ENTRIES PROVIDED Block Start
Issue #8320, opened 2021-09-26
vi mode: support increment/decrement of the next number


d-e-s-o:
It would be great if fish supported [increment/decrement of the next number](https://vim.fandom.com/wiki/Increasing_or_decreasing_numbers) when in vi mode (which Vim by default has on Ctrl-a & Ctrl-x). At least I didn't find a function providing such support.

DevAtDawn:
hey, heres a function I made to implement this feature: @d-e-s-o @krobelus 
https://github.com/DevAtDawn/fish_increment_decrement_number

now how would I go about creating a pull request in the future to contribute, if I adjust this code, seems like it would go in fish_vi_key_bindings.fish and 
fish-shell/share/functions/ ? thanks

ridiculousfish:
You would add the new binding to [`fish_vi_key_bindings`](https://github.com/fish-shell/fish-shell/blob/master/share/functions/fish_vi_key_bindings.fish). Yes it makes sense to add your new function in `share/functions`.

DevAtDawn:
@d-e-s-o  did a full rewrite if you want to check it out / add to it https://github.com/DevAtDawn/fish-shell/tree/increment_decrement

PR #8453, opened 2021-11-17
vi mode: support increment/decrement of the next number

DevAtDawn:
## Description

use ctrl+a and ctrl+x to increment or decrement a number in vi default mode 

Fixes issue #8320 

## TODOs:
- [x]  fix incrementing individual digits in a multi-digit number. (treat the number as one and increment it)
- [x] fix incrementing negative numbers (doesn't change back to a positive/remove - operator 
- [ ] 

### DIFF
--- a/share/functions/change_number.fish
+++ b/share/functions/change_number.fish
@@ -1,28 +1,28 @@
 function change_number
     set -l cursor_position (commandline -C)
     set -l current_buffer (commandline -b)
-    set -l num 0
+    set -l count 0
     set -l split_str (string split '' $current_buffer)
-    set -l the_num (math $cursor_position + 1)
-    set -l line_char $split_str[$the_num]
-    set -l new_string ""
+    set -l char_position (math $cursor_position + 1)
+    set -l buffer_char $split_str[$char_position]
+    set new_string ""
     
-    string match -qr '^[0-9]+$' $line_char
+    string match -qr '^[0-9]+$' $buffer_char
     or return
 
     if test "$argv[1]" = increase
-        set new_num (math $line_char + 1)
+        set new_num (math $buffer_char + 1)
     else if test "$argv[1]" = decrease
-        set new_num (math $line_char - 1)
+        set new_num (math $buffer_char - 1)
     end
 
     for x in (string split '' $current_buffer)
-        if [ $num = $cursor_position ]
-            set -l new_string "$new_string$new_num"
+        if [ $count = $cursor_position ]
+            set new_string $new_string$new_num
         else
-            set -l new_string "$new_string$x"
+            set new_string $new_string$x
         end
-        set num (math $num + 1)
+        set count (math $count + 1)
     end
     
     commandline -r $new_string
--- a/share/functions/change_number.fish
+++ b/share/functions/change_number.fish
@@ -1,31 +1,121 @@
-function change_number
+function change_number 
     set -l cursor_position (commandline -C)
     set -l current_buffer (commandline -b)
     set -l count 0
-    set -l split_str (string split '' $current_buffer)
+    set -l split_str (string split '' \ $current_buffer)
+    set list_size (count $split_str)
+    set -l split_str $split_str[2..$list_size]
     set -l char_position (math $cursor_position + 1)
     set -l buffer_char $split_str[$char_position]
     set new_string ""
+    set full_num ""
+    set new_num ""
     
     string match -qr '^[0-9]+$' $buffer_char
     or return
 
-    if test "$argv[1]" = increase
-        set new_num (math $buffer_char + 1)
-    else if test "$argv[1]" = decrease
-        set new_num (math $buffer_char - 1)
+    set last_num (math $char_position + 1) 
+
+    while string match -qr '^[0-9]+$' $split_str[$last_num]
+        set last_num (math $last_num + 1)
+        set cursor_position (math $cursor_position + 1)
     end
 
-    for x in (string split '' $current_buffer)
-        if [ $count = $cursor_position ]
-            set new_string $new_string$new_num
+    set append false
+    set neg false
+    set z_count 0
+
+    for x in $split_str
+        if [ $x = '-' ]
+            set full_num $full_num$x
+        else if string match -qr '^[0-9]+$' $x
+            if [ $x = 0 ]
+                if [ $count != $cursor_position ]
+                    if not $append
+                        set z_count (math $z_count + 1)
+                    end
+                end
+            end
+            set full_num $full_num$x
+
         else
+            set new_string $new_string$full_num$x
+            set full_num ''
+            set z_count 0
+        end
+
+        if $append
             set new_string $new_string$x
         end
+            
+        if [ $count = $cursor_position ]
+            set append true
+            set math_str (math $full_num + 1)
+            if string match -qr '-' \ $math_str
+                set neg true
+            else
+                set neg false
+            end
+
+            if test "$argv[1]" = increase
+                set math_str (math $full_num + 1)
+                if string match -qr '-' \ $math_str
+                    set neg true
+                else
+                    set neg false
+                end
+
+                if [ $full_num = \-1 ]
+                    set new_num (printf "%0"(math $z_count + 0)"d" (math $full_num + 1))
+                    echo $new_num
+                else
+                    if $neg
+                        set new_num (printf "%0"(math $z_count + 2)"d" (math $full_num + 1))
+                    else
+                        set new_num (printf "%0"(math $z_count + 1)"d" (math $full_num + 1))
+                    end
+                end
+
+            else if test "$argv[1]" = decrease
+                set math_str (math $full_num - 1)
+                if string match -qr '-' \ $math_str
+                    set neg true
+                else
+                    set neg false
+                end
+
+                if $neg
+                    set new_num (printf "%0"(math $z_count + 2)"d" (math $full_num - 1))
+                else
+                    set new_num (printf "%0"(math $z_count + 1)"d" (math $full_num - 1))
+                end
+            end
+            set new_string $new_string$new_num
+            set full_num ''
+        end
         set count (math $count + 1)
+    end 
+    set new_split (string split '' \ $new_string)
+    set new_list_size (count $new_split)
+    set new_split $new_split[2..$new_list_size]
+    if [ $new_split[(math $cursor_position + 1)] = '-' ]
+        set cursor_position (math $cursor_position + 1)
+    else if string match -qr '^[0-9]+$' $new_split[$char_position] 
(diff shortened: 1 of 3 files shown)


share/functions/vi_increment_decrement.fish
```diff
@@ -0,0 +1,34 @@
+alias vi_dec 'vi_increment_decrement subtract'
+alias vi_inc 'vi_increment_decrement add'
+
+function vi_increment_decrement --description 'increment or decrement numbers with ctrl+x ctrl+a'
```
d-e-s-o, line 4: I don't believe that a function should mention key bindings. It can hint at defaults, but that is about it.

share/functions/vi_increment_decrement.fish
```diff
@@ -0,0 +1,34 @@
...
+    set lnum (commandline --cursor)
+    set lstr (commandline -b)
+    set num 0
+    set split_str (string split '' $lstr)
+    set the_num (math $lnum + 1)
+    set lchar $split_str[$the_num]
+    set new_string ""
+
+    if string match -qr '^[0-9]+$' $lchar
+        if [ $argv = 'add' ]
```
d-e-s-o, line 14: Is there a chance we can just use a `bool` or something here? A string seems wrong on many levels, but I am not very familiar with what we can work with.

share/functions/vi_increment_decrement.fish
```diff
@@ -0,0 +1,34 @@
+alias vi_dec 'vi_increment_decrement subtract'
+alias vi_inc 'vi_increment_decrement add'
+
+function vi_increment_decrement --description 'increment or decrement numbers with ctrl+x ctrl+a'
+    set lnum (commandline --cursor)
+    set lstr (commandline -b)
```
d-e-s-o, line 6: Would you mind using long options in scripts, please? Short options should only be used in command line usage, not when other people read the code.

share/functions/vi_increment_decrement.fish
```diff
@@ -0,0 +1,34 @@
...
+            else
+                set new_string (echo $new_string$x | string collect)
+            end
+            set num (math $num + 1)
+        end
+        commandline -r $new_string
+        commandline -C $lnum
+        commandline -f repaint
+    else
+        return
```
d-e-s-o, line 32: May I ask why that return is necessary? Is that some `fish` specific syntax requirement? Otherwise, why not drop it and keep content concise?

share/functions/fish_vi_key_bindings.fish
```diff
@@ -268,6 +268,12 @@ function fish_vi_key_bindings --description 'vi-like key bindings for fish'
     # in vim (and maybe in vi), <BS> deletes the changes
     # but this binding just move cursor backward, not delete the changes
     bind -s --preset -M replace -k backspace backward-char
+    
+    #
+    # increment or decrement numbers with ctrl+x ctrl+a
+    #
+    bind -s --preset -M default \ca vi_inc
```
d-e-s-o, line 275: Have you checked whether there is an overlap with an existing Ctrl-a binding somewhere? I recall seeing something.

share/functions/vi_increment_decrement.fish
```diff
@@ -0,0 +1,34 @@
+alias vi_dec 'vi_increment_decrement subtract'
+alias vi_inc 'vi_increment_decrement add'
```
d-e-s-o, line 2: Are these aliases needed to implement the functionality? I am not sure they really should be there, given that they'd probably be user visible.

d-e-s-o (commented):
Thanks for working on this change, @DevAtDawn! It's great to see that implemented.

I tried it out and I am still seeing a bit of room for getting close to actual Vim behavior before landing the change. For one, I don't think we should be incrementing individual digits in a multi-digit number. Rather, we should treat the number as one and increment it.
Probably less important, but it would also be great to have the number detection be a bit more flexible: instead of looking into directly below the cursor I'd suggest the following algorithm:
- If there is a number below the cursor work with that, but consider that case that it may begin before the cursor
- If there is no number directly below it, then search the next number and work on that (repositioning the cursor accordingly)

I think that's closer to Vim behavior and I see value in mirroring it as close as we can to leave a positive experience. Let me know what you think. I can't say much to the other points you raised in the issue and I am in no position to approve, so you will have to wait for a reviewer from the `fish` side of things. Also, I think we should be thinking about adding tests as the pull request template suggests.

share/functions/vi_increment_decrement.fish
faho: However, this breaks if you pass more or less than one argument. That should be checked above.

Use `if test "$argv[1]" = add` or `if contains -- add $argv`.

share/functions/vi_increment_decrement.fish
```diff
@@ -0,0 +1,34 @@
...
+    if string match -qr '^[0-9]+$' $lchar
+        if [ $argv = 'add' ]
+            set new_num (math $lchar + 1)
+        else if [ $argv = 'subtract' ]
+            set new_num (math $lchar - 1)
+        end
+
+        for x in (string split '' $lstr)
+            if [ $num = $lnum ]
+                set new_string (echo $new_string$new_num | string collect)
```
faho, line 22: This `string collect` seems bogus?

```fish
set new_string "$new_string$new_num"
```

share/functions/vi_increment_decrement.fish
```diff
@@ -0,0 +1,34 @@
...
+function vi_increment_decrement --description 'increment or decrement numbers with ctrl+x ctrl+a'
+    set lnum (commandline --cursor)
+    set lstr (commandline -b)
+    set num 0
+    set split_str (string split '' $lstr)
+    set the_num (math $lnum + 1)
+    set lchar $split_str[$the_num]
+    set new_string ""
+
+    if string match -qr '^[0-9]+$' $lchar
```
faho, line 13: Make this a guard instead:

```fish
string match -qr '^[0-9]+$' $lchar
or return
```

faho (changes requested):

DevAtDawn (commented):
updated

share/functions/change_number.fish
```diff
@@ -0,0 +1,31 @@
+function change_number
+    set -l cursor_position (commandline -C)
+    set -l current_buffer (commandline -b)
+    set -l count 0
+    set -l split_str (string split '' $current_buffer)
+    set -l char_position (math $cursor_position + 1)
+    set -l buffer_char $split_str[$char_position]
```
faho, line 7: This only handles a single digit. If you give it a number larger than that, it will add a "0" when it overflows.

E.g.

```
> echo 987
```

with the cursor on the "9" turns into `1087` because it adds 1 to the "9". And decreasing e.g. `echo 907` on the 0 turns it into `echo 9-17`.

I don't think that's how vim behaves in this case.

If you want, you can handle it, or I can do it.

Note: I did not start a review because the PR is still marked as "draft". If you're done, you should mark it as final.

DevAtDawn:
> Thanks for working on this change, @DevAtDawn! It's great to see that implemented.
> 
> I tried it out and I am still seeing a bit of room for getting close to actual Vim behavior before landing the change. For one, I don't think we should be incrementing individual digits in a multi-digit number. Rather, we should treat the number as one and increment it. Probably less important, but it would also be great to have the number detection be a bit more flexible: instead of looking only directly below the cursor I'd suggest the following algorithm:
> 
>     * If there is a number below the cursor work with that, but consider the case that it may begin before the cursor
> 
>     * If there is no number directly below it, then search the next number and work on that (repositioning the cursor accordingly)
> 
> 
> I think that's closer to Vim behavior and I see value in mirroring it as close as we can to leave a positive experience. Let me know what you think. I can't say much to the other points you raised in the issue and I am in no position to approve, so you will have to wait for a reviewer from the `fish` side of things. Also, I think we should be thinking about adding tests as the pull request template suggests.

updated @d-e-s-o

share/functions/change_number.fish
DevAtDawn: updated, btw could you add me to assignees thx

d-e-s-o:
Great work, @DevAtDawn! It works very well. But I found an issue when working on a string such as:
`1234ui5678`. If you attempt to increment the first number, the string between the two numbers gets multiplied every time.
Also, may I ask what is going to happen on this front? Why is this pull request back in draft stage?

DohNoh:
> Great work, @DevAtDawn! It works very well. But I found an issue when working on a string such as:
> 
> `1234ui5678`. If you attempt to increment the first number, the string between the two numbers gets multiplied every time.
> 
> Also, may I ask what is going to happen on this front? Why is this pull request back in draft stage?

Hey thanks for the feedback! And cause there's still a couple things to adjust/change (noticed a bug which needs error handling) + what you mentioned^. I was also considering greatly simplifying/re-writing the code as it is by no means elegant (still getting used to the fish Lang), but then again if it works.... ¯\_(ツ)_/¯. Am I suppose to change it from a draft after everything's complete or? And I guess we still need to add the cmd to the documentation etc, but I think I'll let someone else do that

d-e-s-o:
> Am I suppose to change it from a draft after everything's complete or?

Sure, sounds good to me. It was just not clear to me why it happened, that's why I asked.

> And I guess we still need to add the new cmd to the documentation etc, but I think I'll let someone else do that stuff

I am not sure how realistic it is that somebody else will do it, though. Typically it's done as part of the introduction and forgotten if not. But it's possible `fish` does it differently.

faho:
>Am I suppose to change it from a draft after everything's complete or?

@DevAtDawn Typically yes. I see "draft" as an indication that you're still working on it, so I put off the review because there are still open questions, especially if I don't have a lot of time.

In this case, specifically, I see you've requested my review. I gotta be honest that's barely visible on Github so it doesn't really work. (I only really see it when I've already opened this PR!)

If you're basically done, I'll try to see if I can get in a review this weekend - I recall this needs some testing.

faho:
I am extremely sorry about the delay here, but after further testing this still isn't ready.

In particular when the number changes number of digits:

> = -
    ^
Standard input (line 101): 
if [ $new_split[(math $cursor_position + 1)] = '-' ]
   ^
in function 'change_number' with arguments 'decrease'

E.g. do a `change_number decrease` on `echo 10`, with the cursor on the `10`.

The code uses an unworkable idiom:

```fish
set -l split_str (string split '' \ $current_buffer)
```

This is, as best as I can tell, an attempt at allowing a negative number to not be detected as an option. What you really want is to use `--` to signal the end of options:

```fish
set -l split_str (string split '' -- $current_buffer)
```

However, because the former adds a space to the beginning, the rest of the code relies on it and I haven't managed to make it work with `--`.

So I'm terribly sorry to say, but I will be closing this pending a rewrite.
ENTRIES PROVIDED Block End
ASSIGNMENT:
Please restate only the opening stretch of the records above: every line from the first through the one containing "-qr '^[0-9]+$' $line_char", exactly as written.

SOLVED PROBLEM:
Issue #8320, opened 2021-09-26
vi mode: support increment/decrement of the next number


d-e-s-o:
It would be great if fish supported [increment/decrement of the next number](https://vim.fandom.com/wiki/Increasing_or_decreasing_numbers) when in vi mode (which Vim by default has on Ctrl-a & Ctrl-x). At least I didn't find a function providing such support.

DevAtDawn:
hey, heres a function I made to implement this feature: @d-e-s-o @krobelus 
https://github.com/DevAtDawn/fish_increment_decrement_number

now how would I go about creating a pull request in the future to contribute, if I adjust this code, seems like it would go in fish_vi_key_bindings.fish and 
fish-shell/share/functions/ ? thanks

ridiculousfish:
You would add the new binding to [`fish_vi_key_bindings`](https://github.com/fish-shell/fish-shell/blob/master/share/functions/fish_vi_key_bindings.fish). Yes it makes sense to add your new function in `share/functions`.

DevAtDawn:
@d-e-s-o  did a full rewrite if you want to check it out / add to it https://github.com/DevAtDawn/fish-shell/tree/increment_decrement

PR #8453, opened 2021-11-17
vi mode: support increment/decrement of the next number

DevAtDawn:
## Description

use ctrl+a and ctrl+x to increment or decrement a number in vi default mode 

Fixes issue #8320 

## TODOs:
- [x]  fix incrementing individual digits in a multi-digit number. (treat the number as one and increment it)
- [x] fix incrementing negative numbers (doesn't change back to a positive/remove - operator 
- [ ] 

### DIFF
--- a/share/functions/change_number.fish
+++ b/share/functions/change_number.fish
@@ -1,28 +1,28 @@
 function change_number
     set -l cursor_position (commandline -C)
     set -l current_buffer (commandline -b)
-    set -l num 0
+    set -l count 0
     set -l split_str (string split '' $current_buffer)
-    set -l the_num (math $cursor_position + 1)
-    set -l line_char $split_str[$the_num]
-    set -l new_string ""
+    set -l char_position (math $cursor_position + 1)
+    set -l buffer_char $split_str[$char_position]
+    set new_string ""
     
-    string match -qr '^[0-9]+$' $line_char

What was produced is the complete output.